(Stored items from a collection)
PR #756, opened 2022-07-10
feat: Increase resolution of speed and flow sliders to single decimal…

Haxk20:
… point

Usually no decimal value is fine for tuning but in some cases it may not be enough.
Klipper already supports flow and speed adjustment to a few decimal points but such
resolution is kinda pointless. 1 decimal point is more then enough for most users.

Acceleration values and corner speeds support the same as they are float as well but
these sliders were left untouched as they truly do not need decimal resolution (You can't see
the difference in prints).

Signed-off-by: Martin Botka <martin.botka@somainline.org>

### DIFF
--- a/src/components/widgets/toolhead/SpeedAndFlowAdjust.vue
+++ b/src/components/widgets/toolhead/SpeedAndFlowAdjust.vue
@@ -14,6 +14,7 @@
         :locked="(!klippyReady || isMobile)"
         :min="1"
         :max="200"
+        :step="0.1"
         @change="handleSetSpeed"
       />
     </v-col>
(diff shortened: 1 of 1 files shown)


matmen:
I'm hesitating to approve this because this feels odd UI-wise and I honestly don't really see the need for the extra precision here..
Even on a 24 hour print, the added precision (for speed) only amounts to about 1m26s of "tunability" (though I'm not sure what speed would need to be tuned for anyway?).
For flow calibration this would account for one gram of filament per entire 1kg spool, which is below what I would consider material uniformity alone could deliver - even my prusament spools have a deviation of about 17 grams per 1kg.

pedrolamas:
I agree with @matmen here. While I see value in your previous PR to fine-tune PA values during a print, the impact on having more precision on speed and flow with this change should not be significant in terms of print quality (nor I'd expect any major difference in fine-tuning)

* * *

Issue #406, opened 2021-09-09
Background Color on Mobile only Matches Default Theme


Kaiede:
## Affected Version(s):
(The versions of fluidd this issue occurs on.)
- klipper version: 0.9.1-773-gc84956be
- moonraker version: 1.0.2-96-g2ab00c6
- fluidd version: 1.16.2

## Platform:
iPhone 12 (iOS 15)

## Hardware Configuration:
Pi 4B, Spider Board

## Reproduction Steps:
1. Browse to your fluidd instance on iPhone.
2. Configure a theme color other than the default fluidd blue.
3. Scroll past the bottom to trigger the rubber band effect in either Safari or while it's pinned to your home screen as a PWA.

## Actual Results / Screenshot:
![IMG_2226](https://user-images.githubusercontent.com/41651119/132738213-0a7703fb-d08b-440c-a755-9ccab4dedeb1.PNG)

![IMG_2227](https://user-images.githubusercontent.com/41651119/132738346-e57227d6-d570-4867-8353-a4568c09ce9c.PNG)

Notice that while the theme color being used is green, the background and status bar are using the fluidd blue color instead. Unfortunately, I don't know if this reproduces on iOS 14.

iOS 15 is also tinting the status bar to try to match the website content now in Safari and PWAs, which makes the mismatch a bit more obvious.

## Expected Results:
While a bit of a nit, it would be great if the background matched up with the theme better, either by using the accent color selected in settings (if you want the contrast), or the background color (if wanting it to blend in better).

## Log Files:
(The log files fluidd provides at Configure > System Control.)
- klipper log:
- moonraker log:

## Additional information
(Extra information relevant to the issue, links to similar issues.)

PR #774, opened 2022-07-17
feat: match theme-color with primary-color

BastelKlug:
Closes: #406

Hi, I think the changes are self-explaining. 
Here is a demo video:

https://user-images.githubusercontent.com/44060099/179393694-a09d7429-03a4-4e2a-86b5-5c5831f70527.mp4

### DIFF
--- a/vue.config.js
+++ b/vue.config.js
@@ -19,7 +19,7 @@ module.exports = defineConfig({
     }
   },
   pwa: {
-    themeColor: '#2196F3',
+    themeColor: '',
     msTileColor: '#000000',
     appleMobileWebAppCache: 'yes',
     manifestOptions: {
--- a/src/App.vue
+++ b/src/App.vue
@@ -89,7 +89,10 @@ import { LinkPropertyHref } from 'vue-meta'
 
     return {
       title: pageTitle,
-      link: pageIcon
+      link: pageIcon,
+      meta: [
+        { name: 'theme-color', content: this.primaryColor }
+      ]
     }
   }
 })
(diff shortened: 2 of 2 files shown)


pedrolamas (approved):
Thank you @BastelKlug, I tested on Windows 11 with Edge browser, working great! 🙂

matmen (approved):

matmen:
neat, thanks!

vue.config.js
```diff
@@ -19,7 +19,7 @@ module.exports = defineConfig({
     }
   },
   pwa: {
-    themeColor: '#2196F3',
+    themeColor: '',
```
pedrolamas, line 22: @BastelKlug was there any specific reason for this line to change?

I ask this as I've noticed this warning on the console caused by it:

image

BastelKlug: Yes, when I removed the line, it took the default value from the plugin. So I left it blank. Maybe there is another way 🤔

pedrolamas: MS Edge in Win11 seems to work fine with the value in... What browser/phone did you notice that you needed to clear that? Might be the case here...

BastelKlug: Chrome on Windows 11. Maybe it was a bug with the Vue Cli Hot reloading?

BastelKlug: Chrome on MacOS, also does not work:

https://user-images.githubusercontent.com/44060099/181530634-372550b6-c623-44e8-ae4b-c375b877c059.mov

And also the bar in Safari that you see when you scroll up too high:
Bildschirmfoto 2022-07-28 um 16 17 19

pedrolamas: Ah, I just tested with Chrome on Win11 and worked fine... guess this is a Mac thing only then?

--

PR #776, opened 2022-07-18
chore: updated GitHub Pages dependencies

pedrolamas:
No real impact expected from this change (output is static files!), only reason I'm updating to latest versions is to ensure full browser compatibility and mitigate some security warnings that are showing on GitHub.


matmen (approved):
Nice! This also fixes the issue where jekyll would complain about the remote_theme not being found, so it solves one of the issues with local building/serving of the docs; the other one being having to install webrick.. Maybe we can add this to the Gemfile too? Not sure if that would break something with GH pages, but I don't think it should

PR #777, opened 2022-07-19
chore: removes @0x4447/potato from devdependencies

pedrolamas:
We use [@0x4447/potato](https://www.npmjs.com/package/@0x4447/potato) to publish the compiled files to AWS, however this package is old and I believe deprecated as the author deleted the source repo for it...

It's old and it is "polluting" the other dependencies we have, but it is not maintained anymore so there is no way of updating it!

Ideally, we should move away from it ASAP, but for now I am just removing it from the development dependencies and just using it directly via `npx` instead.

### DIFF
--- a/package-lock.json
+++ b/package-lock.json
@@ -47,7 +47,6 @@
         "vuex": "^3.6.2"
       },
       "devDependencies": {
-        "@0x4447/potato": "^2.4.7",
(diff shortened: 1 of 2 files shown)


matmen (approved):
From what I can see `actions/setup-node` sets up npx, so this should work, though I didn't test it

• **What is expected**
In the entries above, one line contains "PR #756, opened 2022-07-10" and another contains "Usually no decimal". Reproduce exactly those two lines and the lines between them, nothing else.

• **Finished task**
PR #756, opened 2022-07-10
feat: Increase resolution of speed and flow sliders to single decimal…

Haxk20:
… point

Usually no decimal value is fine for tuning but in some cases it may not be enough.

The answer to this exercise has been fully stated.